Could the Netflix Model Boost Enterprise Software?
A recent business-model innovation by a Mac software developer suggests that companies can rethink the way niche software is sold—and that could have potential for associations and industry vendors.
When it comes to apps and tools, I’m a bit of an obsessive—I’ll try all sorts of random things, big and small, until I find something I’m truly comfortable with.
Unfortunately, the App Store economy has never been built to accommodate this sort of experimentation. You download an app, you use it once, and you just wasted three bucks. It’s a better state of affairs than we had in the shrink-wrap era—when you had to get in your car, hit the Best Buy, plunk down $100, get home, and go through a long install process before you realized you grabbed the wrong app and have to head back to the store—but it’s still pretty annoying.
But a recent player in the Mac world suggests a future path for apps that could reinvent the software space in an important way. Setapp, a platform launched earlier this year by the developer MacPaw, is a Netflix-style refresh of the App Store model that Apple might even want to take a look at.
For $9.99 per month, users can download an unlimited number of Mac apps from a selection of around 80. Some of the options are popular, but somewhat expensive, like RapidWeaver, a tool for developing nice-looking websites without any coding. Others have seemingly limited utility, like NetSpot, a tool for helping you find weak WiFi signals in your home. (MacPaw, best known for selling CleanMyMac, also heavily curates the apps, solving a problem common with the App Store—which, for all its perks, is known for repeats and low-quality apps.)
It’s a huge change from the App Store model, and in many ways it takes advantage of the fact that some developers have found Apple’s policies for its App Store to be controversial. It also feels like a great deal: If you bought these apps on your own, they’d cost thousands of dollars, and you’d have to pay for upgrades.
But I also think, more specifically relevant to the association space, that it highlights new forms of discovery for tools that would be considered niche otherwise.
Benefits for Users
From a user perspective, the platform feels like it has a good bang for the buck.
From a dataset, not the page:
PR #2033, opened 2025-07-28
fix(core/category-filter): adjust padding if no icon is shown

1307-Dev:

There is a space appearing when hide-icon property is set to true.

For some apps that I’m interested in but I might not otherwise have paid for, like the ambitious-but-expensive text editor Ulysses, it’s a great way to kick the tires. It’s also a great way of introducing me to tools that I would have otherwise passed on but have found surprisingly useful—like TripMode, an app that controls what apps can use data when your internet access is limited.
From a discovery standpoint, the fact that I discovered TripMode at all is a point in Setapp’s favor. Because of the way TripMode works—by making changes to under-the-hood features of MacOS—I would have never found it in the Mac App Store, because Apple wouldn’t have allowed it. And I’ve found TripMode to be genuinely useful, because it allows me to turn off Dropbox when its data-hog tendencies get in the way on a slow web connection.
Benefits for Developers
Sure, it’s nice for me, but how’s it working out for developers?
The results so far suggest potential, if not dramatic growth. The Apple news outlet TidBITS reported in June that Setapp has drawn 10,000 paying users, along with 200,000 trial users—numbers that, if they hold up, represent $1.2 million in annual revenue that the Mac app ecosystem didn’t previously have. That’s not huge, but the platform has only been active since January, so it’s solid progress.
And while some developers taking part have said that the model has generated only a modest boost to their bottom line, numbers are starting to grow, and developers with niche apps are seeing some significant benefits.
“I feel I’m making more money since Setapp than before,” David Sinclair of Dejal Systems, whose server-monitoring app Simon costs $99, told TidBITS. “Some people might have purchased Simon directly instead of getting it via Setapp, but more people are discovering it via Setapp than before.”
Could Associations Learn Something Here?
Now, it’s a little early to say whether Setapp can change the app world, but it does feel like a model that associations could see benefits from in multiple places. Two ways I could see this working:
1. If vendors within your sector offer niche technology tools, they could be bundled in a similar way to Setapp, potentially creating a nondues revenue source or, alternatively, a member perk. This model offers an opportunity to create a standard kit of software tools for an industry, while giving a nod to the strategic partner relationships that keep an industry moving.
2. Vendors supporting associations could offer a subset of their tools in a subscription-style package deal, allowing for some testing and experimentation before an association pulls the trigger on a larger purchase, or perhaps using the service as a conduit to build more pluggable tools.
In some ways, the Setapp concept isn’t just the Netflix model or the Spotify model—it’s taking the software as a service (SaaS) business model a step further, and doing so in a way that benefits a broad number of companies.
Apple is gaining a lot of financial steam off its various services, but I can’t imagine they’re not giving this concept a close look. If the kinks can be worked out, it feels like the future of software distribution—especially for niche uses.
And associations are nothing if not niche.